No no no no no no no no no no no no no no no no no no no. No. Just no.

------
raintrees
This viewpoint reminds me of an Attorney's, who used to be a City Attorney: He
felt that for every law passed, two should be struck from the books.

Or taxes: I have heard it said a politician rarely finds a tax they want
repealed.

Wouldn't focusing on core web infrastructure for a period of time encourage
addressing shortcomings, like the current state of security (and sometimes
lack thereof)?

------
agentultra
The cool thing about many of these features is that I can push out some code
that I can share with a hyperlink and other people can run it without
installing anything other than a browser.

The authoring experience is still terrible. And the user experience still
requires hopping over the secret, invisible wall into developer-tools land...
but the potential is there. If you're savvy enough to open your web console
and view source you can mess around with some code I wrote to demonstrate some
fundamental procedural algorithms[0].

I chose Javascript and <canvas> because everyone has a Javascript interpreter
and most browsers today support <canvas>. If I had chosen to demonstrate these
algorithms in Python, for example, I'd have to expect my reader to download
and install a Python interpreter for their system, download or copy/paste my
examples, and load them into their REPL before they could start playing
around. The browser experience requires fewer steps.
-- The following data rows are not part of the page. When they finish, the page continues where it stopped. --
PR #96, opened 2019-03-18
Fix to xyz/2D loading and atom reordering in ARCSpecies

mliu49:
### Before
In `__init__`:
- If `self.mol` was `None`, then a molecule would be generated from the xyz coordinates but not saved to self, and `self.mol_list` would also not be set.

In `mol_from_xyz`:
- It seemed like the intention was to maintain consistent atom IDs between `self.mol` and `self.mol_list`, which was not the case, since the atom orders changed due to resonance structure generation.

### After
- Simplified `__init__` code to call `mol_from_xyz` for all non-TS species
- Handling for whether or not `self.mol` exists moved to `mol_from_xyz`
- Fixed atom id copying when generating resonance structures
- Added unit test for atom ids from mol_to_xyz

### Reviewer Notes
Please double check that my interpretation of `mol_from_xyz` is correct. If you had tests for that method, it might be good to run them/add them to unit tests.

### DIFF
--- a/arc/species/species.py
+++ b/arc/species/species.py
@@ -212,13 +212,12 @@ class ARCSpecies(object):
                 self.multiplicity = multiplicity
                 self.charge = charge
 
-            if self.mol is None and not self.is_ts:
-                xyz = self.final_xyz if self.final_xyz else self.initial_xyz
-                _, mol = molecules_from_xyz(xyz)
-                self.number_of_atoms = len(mol.atoms)
-            elif not self.is_ts:
-                if self.initial_xyz is not None:
+            if not self.is_ts:
+                # Perceive molecule from xyz coordinates
+                # This also populates mol_list
+                if self.final_xyz or self.initial_xyz:
                     self.mol_from_xyz()
+                # Generate bond list for applying bond corrections
                 if not self.bond_corrections:
                     self.bond_corrections = self.mol.enumerate_bonds()
                     if self.bond_corrections:
@@ -232,6 +231,7 @@ class ARCSpecies(object):
             elif not self.bond_corrections and self.generate_thermo:
                 logging.warn('Cannot determine bond additivity corrections (BAC) for species {0} based on xyz'
                              ' coordinates only. For better thermoproperties, provide bond corrections.')
+
             if self.initial_xyz is not None:
                 # consider the initial guess as one of the conformers if generating others.
                 # otherwise, just consider it as the conformer.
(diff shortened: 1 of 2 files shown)


arc/species/speciesTest.py
```diff
@@ -454,6 +454,23 @@ def test_get_min_energy_conformer(self):
...
+        mol = self.spc6.mol
+        mol_list = self.spc6.mol_list
+
+        self.assertEqual(len(mol_list), 1)
+        res = mol_list[0]
+
+        self.assertTrue(mol.atomIDValid())
+        self.assertTrue(res.atomIDValid())
+
+        print(mol.toAdjacencyList())
```
alongd: Were the print statements left here on purpose?

arc/species/species.py
```diff
@@ -800,24 +800,33 @@ def mol_from_xyz(self, xyz=None):
...
         if self.mol_list is None:
+            # Assign atom ids first, so they carry through to the resonance structures
             self.mol.assignAtomIDs()
-            self.mol_list = self.mol.generate_resonance_structures(keep_isomorphic=False, filter_structures=True)
-            # The generate_resonance_structures methods changes atom order, reorder atoms in self.mol:
-            id_mol = self.mol.copy(deep=True)
-            _, self.mol = molecules_from_xyz(xyz)
-            for i, atom in enumerate(self.mol.atoms):
-                atom.id = id_mol.atoms[i].id
+            # The generate_resonance_structures methods changes atom order
```
alongd: This is my typo originally. Can you change `methods` to `method` in this comment?

arc/species/speciesTest.py
```diff
@@ -454,6 +454,23 @@ def test_get_min_energy_conformer(self):
...
+        print(res.toAdjacencyList())
+
+        self.assertTrue(mol.isIsomorphic(res))
+        self.assertTrue(mol.isIdentical(res))
+
```
alongd: Can you add another test for a species with more than one entry in `mol_list`?
For example, HSO3 has two resonance structures, you can use it's xyz:
```
S      -0.12383700    0.10918200   -0.21334200
O       0.97332200   -0.98800100    0.31790100
O      -1.41608500   -0.43976300    0.14487300
O       0.32370100    1.42850400    0.21585900
H       1.84477700   -0.57224200    0.35517700
```

Could we check that `S` and `H` have the same ID and are in the same order in `self.mol` and in all entries of `self.mol_list`?

arc/species/species.py
```diff
@@ -800,24 +800,33 @@ def mol_from_xyz(self, xyz=None):
...
-            raise InputError('XYZ and the 2D graph representation of the Molecule are not isomorphic.\n'
-                             'Got xyz:\n{0}\n\nwhich corresponds to {1}\n{2}\n\nand: {3}\n{4}'.format(
-                               xyz, self.mol.toSMILES(), self.mol.toAdjacencyList(),
-                               original_mol.toSMILES(), original_mol.toAdjacencyList()))
+            xyz = self.final_xyz or self.initial_xyz
+
+        if self.mol is not None:
+            # self.mol should have come from another source, e.g. SMILES or yml
+            original_mol = self.mol
+            self.mol = molecules_from_xyz(xyz)[1]
```
alongd: We have a problem here (in the original code, not introduced by this PR) that when we overrid self.mol we might change the multiplicity. For example, `molecules_from_xyz()` will return multiplicity 3 for birads, but self.mol could originally be singlet. Then the ESS calculation will be affected. I'm trying to solve these issues on the master branch, it also affects isomorphism checks after optimization. If you get this in first, you won't have to rebase.

arc/species/speciesTest.py
mliu49: Sorry, they're left over from debugging. I'll remove them.

arc/species/species.py
mliu49: I've had that issue, but it will usually fail the isomorphism comparison with the 2D structure. Have you found a way to fix the molecule generated from the XYZ to match the expected multiplicity?

alongd: Yes, I'll fix that after merging this branch

arc/species/species.py
mliu49: Done

arc/species/speciesTest.py
mliu49: Done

A moratorium would be a welcome change of pace, IMO. It'd be nice to close the
gap between the user and the developer and between document, code, and media.
It'd be nice if authoring tools for these environments could catch up with the
available features.

On the other side of the coin the proposed common byte-code format is really
exciting and practical for all sorts of reasons -- in the case of my
aforementioned blog post I think there are better languages to teach with than
Javascript and having that language be available as a first-class citizen in
any web document would be a boon.

I think some features would still be worth pursuing in favor of others.

[0] [http://agentultra.com/2015/06/24/introduction-to-
procedural-...](http://agentultra.com/2015/06/24/introduction-to-procedural-
algorithms/)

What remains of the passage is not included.